Only the lines from the opening of the material through the one containing "-18,10 +18,6 @@" should be reproduced, each exactly as it stands.

» **Records shown**
===
Issue #43, opened 2023-01-16
Potentially store token list statically


alexkeating:
We should revisit how we store the token list once we understand which tokens we need to support. We may want to switch to storing the tokens statically.

wildmolasses:
another consideration here is that we don't support rebase tokens, and want to check token lists against a static blacklist. if we fetch hosted token lists dynamically, there is a risk that a rebase token will have been added, but that our blacklist has not yet been adjusted.

wildmolasses:
See @mds1 comment on ipfs problems

https://github.com/ScopeLift/railgun-shielder/issues/38#issuecomment-1400636356

PR #46, opened 2023-01-18
Shield base token

### LINKED ISSUE #36: Notify on transaction send and on success/fail
Build transaction send flow (blocked by #17) and notify

### LINKED ISSUE #40: Use sdk to shield base token
Currently frontend will only shield ERC20s

See [https://docs.railgun.org/developer-guide/quickstart/transactions/shielding/shield-base-token](docs) on how to shield base token

### LINKED ISSUE #49: Create constants.ts and include native ETH address
> Wdyt of having a `constants.ts` file, which defines all frontend constants—supported chains, ETH address, WETH addresses per network, any ABIs, etc? It's a pattern I've used in frontends and find it very helpful. If we do it, it should be a separate issue / PR

_Originally posted by @mds1 in https://github.com/ScopeLift/railgun-shielder/pull/46#discussion_r1081872410_

wildmolasses:
Closes #40 
Closes #49 
Closes #36

- shields base token
- adds weth, consumable from useToken hook
- refactors the shield tx stuff into a hook

### DIFF
--- a/components/TxForm.tsx
+++ b/components/TxForm.tsx
@@ -10,7 +10,7 @@ import { getRailgunSmartWalletContractForNetwork } from "@railgun-community/quic
 import { NetworkName } from "@railgun-community/shared-models";
 import { erc20ABI } from "@wagmi/core";
 import { ethers, constants, BigNumber } from "ethers";
-import { useState } from "react";
+import React, { useState } from "react";
 import { usePrepareContractWrite, useContractWrite } from "wagmi";
 
 export const TxForm = () => {
@@ -18,10 +18,6 @@ export const TxForm = () => {
   const { tokenList, tokenAllowances } = useToken();
   const network = NetworkName.EthereumGoerli;
   const { txNotify, notifyUser } = useNotifications();
-  let abi = [
-    "function transfer(address,uint256) returns (bool)",
-    "function approve(address,uint256) returns (bool)",
-  ];
   const [tokenAddress, setTokenAddress] = useState<string>();
   const [tokenAmount, setTokenAmount] = useState<string>("");
   const [tokenDecimals, setTokenDecimals] = useState<number>();
@@ -54,7 +50,6 @@ export const TxForm = () => {
       tokenDecimals,
       recipient,
     });
-    await tx?.wait();
     txNotify(tx!.hash);
   };
 
--- a/components/TxForm.tsx
+++ b/components/TxForm.tsx
@@ -10,6 +10,7 @@ import { getRailgunSmartWalletContractForNetwork } from "@railgun-community/quic
 import { NetworkName } from "@railgun-community/shared-models";
 import { erc20ABI } from "@wagmi/core";
 import { ethers, constants, BigNumber } from "ethers";
+import { getAddress } from "ethers/lib/utils.js";
 import React, { useState } from "react";
 import { usePrepareContractWrite, useContractWrite } from "wagmi";
 
@@ -36,9 +37,11 @@ export const TxForm = () => {
   );
   const { shield } = useRailgunTx();
 
-  const needsApproval = ethers.utils
-    .parseUnits(tokenAmount || "0", tokenDecimals)
-    .gt(tokenAllowances.get(tokenAddress || "") || BigNumber.from(0));
+  const needsApproval =
+    tokenAddress !== getAddress(`0x${"e".repeat(40)}`) &&
+    ethers.utils
+      .parseUnits(tokenAmount || "0", tokenDecimals)
+      .gt(tokenAllowances.get(tokenAddress || "") || BigNumber.from(0));
 
   const doSubmit: React.FormEventHandler = async (e) => {
     // TODO: Form validation
--- a/components/TxForm.tsx
+++ b/components/TxForm.tsx
@@ -1,51 +1,27 @@
 import { useToken } from "@/contexts/TokenContext";
 import useNotifications from "@/hooks/useNotifications";
-import useShieldPrivateKey from "@/hooks/useShieldPrivateKey";
+import useRailgunTx from "@/hooks/useRailgunTx";
 import { Button } from "@chakra-ui/button";
 import { FormControl, FormLabel } from "@chakra-ui/form-control";
 import { Input, InputGroup, InputRightElement } from "@chakra-ui/input";
 import { Box, Flex } from "@chakra-ui/layout";
 import { Select } from "@chakra-ui/select";
-import {
-  gasEstimateForShield,
-  gasEstimateForShieldBaseToken,
-  getRailgunSmartWalletContractForNetwork,
-  populateShield,
-  populateShieldBaseToken,
-} from "@railgun-community/quickstart";
-import {
-  RailgunERC20AmountRecipient,
-  RailgunERC20Amount,
-  NetworkName,
-  TransactionGasDetailsSerialized,
-  EVMGasType,
-  NETWORK_CONFIG,
-  deserializeTransaction,
-} from "@railgun-community/shared-models";
+import { getRailgunSmartWalletContractForNetwork } from "@railgun-community/quickstart";
+import { NetworkName } from "@railgun-community/shared-models";
 import { erc20ABI } from "@wagmi/core";
 import { ethers, constants, BigNumber } from "ethers";
 import { useState } from "react";
-import {
-  useAccount,
-  useSigner,
-  usePrepareContractWrite,
-  useContractWrite,
-  useProvider,
-} from "wagmi";
+import { usePrepareContractWrite, useContractWrite } from "wagmi";
 
 export const TxForm = () => {
   // TODO: Placeholder notification for shielding
-  const { tokenList, tokenAllowances, weth } = useToken();
+  const { tokenList, tokenAllowances } = useToken();
   const network = NetworkName.EthereumGoerli;
   const { txNotify, notifyUser } = useNotifications();
   let abi = [
     "function transfer(address,uint256) returns (bool)",
     "function approve(address,uint256) returns (bool)",
   ];
-  const { isConnected, address } = useAccount();
-  const { data: signer } = useSigner();
-  const provider = useProvider();
-  const { getShieldPrivateKey } = useShieldPrivateKey();
   const [tokenAddress, setTokenAddress] = useState<string>();
   const [tokenAmount, setTokenAmount] = useState<string>("");
   const [tokenDecimals, setTokenDecimals] = useState<number>();
@@ -62,6 +38,7 @@ export const TxForm = () => {
   const [recipient, setRecipient] = useState<string>(
     "0zk1qyn0qa5rgk7z2l8wyncpynmydgj7ucrrcczhl8k27q2rw5ldvv2qrrv7j6fe3z53ll5j4fjs9j5cmq7mxsaulah7ykk6jwqna3nwvxudp5w6fwyg8cgwkwwv3g4"
   );
+  const { shield } = useRailgunTx();
 
   const needsApproval = ethers.utils
     .parseUnits(tokenAmount || "0", tokenDecimals)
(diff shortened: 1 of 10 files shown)


alexkeating (commented):
Liking the useRailgunTx hook, noticed one warning that potentially needs resolution

hooks/useTokenList.tsx
```diff
@@ -27,8 +28,18 @@ export const useTokenList = () => {
       const tokenList = json.tokens.filter(
         (token) => token.chainId === chainId
       );
-      return tokenList;
+      const weth = tokenList.find((token) => token.symbol === "WETH")?.address;
+      if (!weth) throw new Error("No WETH found in token list");
```
mds1, line 32: Intead of throwing, we can manually define WETH (per-chain, of course, since it's different per-chain). Need to find what the equivalents are for BSC and Polygon, probably WBNB and WMATIC if I had to guess

hooks/useRailgunTx.tsx
```diff
@@ -0,0 +1,188 @@
...
+  const { weth } = useToken();
+  const provider = useProvider();
+
+  const shield = async (args: {
+    tokenAddress: string;
+    tokenAmount: string;
+    tokenDecimals: number;
+    recipient: string;
+  }) => {
+    if (args.tokenAddress === getAddress(`0x${"e".repeat(40)}`))
```
mds1, line 37: Wdyt of having a `constants.ts` file, which defines all frontend constants—supported chains, ETH address, WETH addresses per network, any ABIs, etc? It's a pattern I've used in frontends and find it very helpful. If we do it, it should be a separate issue / PR

hooks/useRailgunTx.tsx
```diff
@@ -0,0 +1,188 @@
...
+    // Public wallet to shield from.
+    const fromWalletAddress = address as `0x{string}`;
+
+    // The shieldPrivateKey enables the sender to decrypt
+    // the receiver's address in the future.
+    const shieldPrivateKey = await getShieldPrivateKey();
+
+    const wrappedERC20Amount: RailgunERC20Amount = {
+      tokenAddress: weth!, // wETH
+      amountString: parseUnits(tokenAmount!, tokenDecimals).toHexString(), // hexadecimal amount
```
mds1, line 61: I think we can remove the `!` assertion from `tokenAmount`. Also is having the amount as a hex string a requirement of the railgun SDK?

hooks/useRailgunTx.tsx
```diff
@@ -0,0 +1,188 @@
...
+    };
+
+    const { gasEstimateString, error: err } =
```
mds1, line 64: Similarly, does that mean `gasEstimateString` is also a hex string, and not a decimal string? Accepting inputs as ethers.js' `BigNumberish` type and returning `BigNumbers` or `bigint` would be a much nicer SDK interface IMO

hooks/useRailgunTx.tsx
```diff
@@ -0,0 +1,188 @@
...
+    if (err) {
+      throw err;
+    }
+
+    const { maxFeePerGas, maxPriorityFeePerGas } = await provider.getFeeData();
+
+    const gasDetailsSerialized: TransactionGasDetailsSerialized = {
+      evmGasType: EVMGasType.Type2, // Depends on the chain (BNB uses type 0)
+      gasEstimateString: gasEstimateString!, // Output from gasEstimateForShieldBaseToken
+      maxFeePerGasString: maxFeePerGas!.toHexString(), // Current gas Max Fee
```
mds1, line 81: Do we have an issue tracking all the changes we need when we convert from just Goerli support to supporting all chains? Seems the single-chain assumptions are hardcoded and spread across various locations, worried it may get a bit tedious to refactor. Probably fine though

hooks/useRailgunTx.tsx
```diff
@@ -0,0 +1,188 @@
...
+    if (error) {
+      throw error;
+    }
+
+    const { chain } = NETWORK_CONFIG[network];
+
+    const transactionRequest: ethers.providers.TransactionRequest =
+      deserializeTransaction(
+        serializedTransaction!,
+        undefined, // nonce (optional)
```
mds1, line 101: Another SDK comment: Having an optional second arg but a required third arg feels a bit clunky. An object with optional fields seems cleaner

hooks/useRailgunTx.tsx
```diff
@@ -0,0 +1,188 @@
...
+        chain.id
+      );
+
+    // Public wallet to shield from.
+    transactionRequest.from = address;
```
mds1, line 106: Another SDK comment that we discussed—this line should not be necessary, we should just pass this address into `deserializeTransaction` and get the final `transactionRequest` object back. (Leaving these SDK comments here to see if you agree, then we can port them over to our doc)

hooks/useRailgunTx.tsx
```diff
@@ -0,0 +1,188 @@
...
+
+    const transactionRequest: ethers.providers.TransactionRequest =
+      deserializeTransaction(
+        serializedTransaction as string,
+        undefined, // nonce (optional)
+        chain.id
+      );
+
+    // Public wallet to shield from.
+    transactionRequest.from = address;
```
mds1, line 181: Feels like a lot of duplicate code between the native token and ERC20 methods. Wonder if we can/should dedupe a bit?

contexts/TokenContext.tsx
```diff
@@ -10,17 +10,19 @@ type TokenListContextItem = TokenListItem & { balance: BigNumber | null };
 export type TokenContextType = {
   tokenList: TokenListContextItem[];
   isLoading: boolean;
+  weth?: string;
```
mds1, line 13: Personally not a fan of this typing as it's not obvious this `string` should be an address. I'd suggest making the type `TokenInfo` (from the token list, you can get that type from the uniswap token lists package), or renaming these to things like `wethAddress`

components/TxForm.tsx
```diff
@@ -39,13 +22,6 @@ export const TxForm = () => {
...
-  console.log(
-    getRailgunSmartWalletContractForNetwork(NetworkName.EthereumGoerli).address
-  );
-  const { isConnected, address } = useAccount();
-  const { data: signer } = useSigner();
-  const provider = useProvider();
-  const { getShieldPrivateKey } = useShieldPrivateKey();
   const { config } = usePrepareContractWrite({
     address: "0xb4fbf271143f4fbf7b91a5ded31805e42b2208d6",
     abi: erc20ABI,
```
mds1, line 27: Above, the `abi` variable is declared but never used

components/TxForm.tsx
```diff
@@ -62,77 +38,20 @@ export const TxForm = () => {
...
-        chain.id
-      );
-
-    // Public wallet to shield from.
-    transactionRequest.from = address;
-    // TODO: handle transaction status and notifications in a feature
-    const tx = await signer?.sendTransaction(transactionRequest);
-    await tx?.wait().then(() => {
-      txNotify(tx.hash);
+    if (!tokenAddress || !tokenAmount || !tokenDecimals || !recipient)
```
mds1, line 45: Is checking both `tokenDecimals` and `tokenAddress` redundant? Since they're both populated from the token dropdown

mds1 (commented):
UI is working well!

hooks/useRailgunTx.tsx
wildmolasses: i'm down!

wildmolasses: tracking in #49

hooks/useRailgunTx.tsx
wildmolasses: > Also is having the amount as a hex string a requirement of the railgun SDK?

yes!

hooks/useRailgunTx.tsx
wildmolasses: good call! currently inputs must be hex strings.

hooks/useRailgunTx.tsx
wildmolasses: i wrote an issue #48 for the gas type

hooks/useRailgunTx.tsx
wildmolasses: I looked into deduping, it got a bit convoluted. For simplicity i thought we might PR this version, and if we see the opportunity to refactor then we could go for it. What do you think?

components/TxForm.tsx
```diff
@@ -62,77 +38,20 @@ export const TxForm = () => {
...
+      throw new Error("bad form");
+    const tx = await shield({
+      tokenAddress,
+      tokenAmount,
+      tokenDecimals,
+      recipient,
     });
+    await tx?.wait();
+    txNotify(tx!.hash);
```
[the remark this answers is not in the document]
wildmolasses: handled 14e08c7

hooks/useTokenList.tsx
wildmolasses: we could do that, but don't we expect WETH in each token list? and if it's not there, mightn't it be grounds for a big error?

hooks/useRailgunTx.tsx
wildmolasses: `!` removed c6cccf5

hooks/useRailgunTx.tsx
wildmolasses: agreed!

hooks/useRailgunTx.tsx
wildmolasses: yeah feels a lil neater

hooks/useTokenList.tsx
mds1: Hmm, yea in theory each token list should have the wrapped version of the native token (WETH), and we can verify that upfront before committing to that token list. Partly related to https://github.com/ScopeLift/railgun-shielder/issues/43, because if the list is a static, local JSON file this line can neve occur. But if loading the token lists from a URL, it's possible the list changes and removes WETH for whatever reason. In that case we _can_ throw an error, but since we know the address of an immutable WETH contract that will always work, we can just plug that in instead

contexts/TokenContext.tsx
wildmolasses: made it a token item 37508e2

components/TxForm.tsx
wildmolasses: fixed!

hooks/useRailgunTx.tsx
wildmolasses: update: i just made the constants file in 1836e62

hooks/useRailgunTx.tsx
mds1: Sounds great, thanks!

hooks/useTokenList.tsx
```diff
@@ -27,8 +28,18 @@ export const useTokenList = () => {
...
+      const eth: TokenListItem = {
+        chainId,
+        symbol: "ETH",
+        address: ethers.utils.getAddress(`0x${"e".repeat(40)}`),
+        decimals: 18,
+        name: "ETH",
+        logoURI: "",
+      };
+      return { tokenList: [eth, ...tokenList], weth };
```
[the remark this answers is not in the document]
wildmolasses: this commit gets balances for eth and includes them in the whole getTokenBalances thing f04d61e

components/TxForm.tsx
wildmolasses: perhaps redundant. the alternative is assume the token dropdown is fulfilling its duties.

and typescript won't let me!

Screenshot 2023-01-19 at 11 42 07 PM

hooks/useTokenList.tsx
wildmolasses: ok, how's this for ya! e7051b8

alexkeating (approved):

hooks/useTokenList.tsx
mds1: Like it! Just needs a few fixes.

First, all the WETH addresses are `0xC02aaA39b223FE8D0A0e5C4F27eAD9083C756Cc2` but that's not correct. For example, `cast code 0xC02aaA39b223FE8D0A0e5C4F27eAD9083C756Cc2 --rpc-url $POLYGON_RPC_URL`(or another RPC) shows there is no code at those addresses. Usually you know you've found the right contract because it (1) holds a ton of the native token, and (2) is written in solidity 0.4.18 (or similar) since that's what the original mainnet WETH contract is written in, and everyone copies it

Second, not all of them are called WETH, since WETH = Wrapped Ether and other chains have different native token names, e.g. on matic it's Wrapped Matic / WMATIC

Here's the info you need for each chain, in the format "Name / Symbol / Decimals / Address"
- Mainnet: Wrapped Ether / WETH / 18 / 0xC02aaA39b223FE8D0A0e5C4F27eAD9083C756Cc2
- Goerli: Wrapped Ether / WETH / 18 / 0xB4FBF271143F4FBf7B91A5ded31805e42b2208d6 
- BSC: Wrapped BNB / WBNB / 18 / 0xbb4CdB9CBd36B01bD1cBaEBF2De08d9173bc095c
- Polygon: Wrapped Matic / WMATIC / 18 / 0x0d500B1d8E8eF31E21C99d1Db9A6444d3ADf1270
- Arbitrum: Wrapped Ether / WETH / 18 / 0x82aF49447D8a07e3bd95BD0d56f35241523fBab1

components/TxForm.tsx
mds1: Ah interesting, I guess you could change that to `tokenDecimals!` instead. Will defer to whichever you prefer, feel free to resolve this comment yourself.

hooks/useTokenList.tsx
wildmolasses: thanks matt will be fixing in #51

wildmolasses: going to handle in #51 , thank you!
===
» **Solution below**
Issue #43, opened 2023-01-16
Potentially store token list statically


alexkeating:
We should revisit how we store the token list once we understand which tokens we need to support. We may want to switch to storing the tokens statically.

wildmolasses:
another consideration here is that we don't support rebase tokens, and want to check token lists against a static blacklist. if we fetch hosted token lists dynamically, there is a risk that a rebase token will have been added, but that our blacklist has not yet been adjusted.

wildmolasses:
See @mds1 comment on ipfs problems

https://github.com/ScopeLift/railgun-shielder/issues/38#issuecomment-1400636356

PR #46, opened 2023-01-18
Shield base token

### LINKED ISSUE #36: Notify on transaction send and on success/fail
Build transaction send flow (blocked by #17) and notify

### LINKED ISSUE #40: Use sdk to shield base token
Currently frontend will only shield ERC20s

See [https://docs.railgun.org/developer-guide/quickstart/transactions/shielding/shield-base-token](docs) on how to shield base token

### LINKED ISSUE #49: Create constants.ts and include native ETH address
> Wdyt of having a `constants.ts` file, which defines all frontend constants—supported chains, ETH address, WETH addresses per network, any ABIs, etc? It's a pattern I've used in frontends and find it very helpful. If we do it, it should be a separate issue / PR

_Originally posted by @mds1 in https://github.com/ScopeLift/railgun-shielder/pull/46#discussion_r1081872410_

wildmolasses:
Closes #40 
Closes #49 
Closes #36

- shields base token
- adds weth, consumable from useToken hook
- refactors the shield tx stuff into a hook

### DIFF
--- a/components/TxForm.tsx
+++ b/components/TxForm.tsx
@@ -10,7 +10,7 @@ import { getRailgunSmartWalletContractForNetwork } from "@railgun-community/quic
 import { NetworkName } from "@railgun-community/shared-models";
 import { erc20ABI } from "@wagmi/core";
 import { ethers, constants, BigNumber } from "ethers";
-import { useState } from "react";
+import React, { useState } from "react";
 import { usePrepareContractWrite, useContractWrite } from "wagmi";
 
 export const TxForm = () => {
@@ -18,10 +18,6 @@ export const TxForm = () => {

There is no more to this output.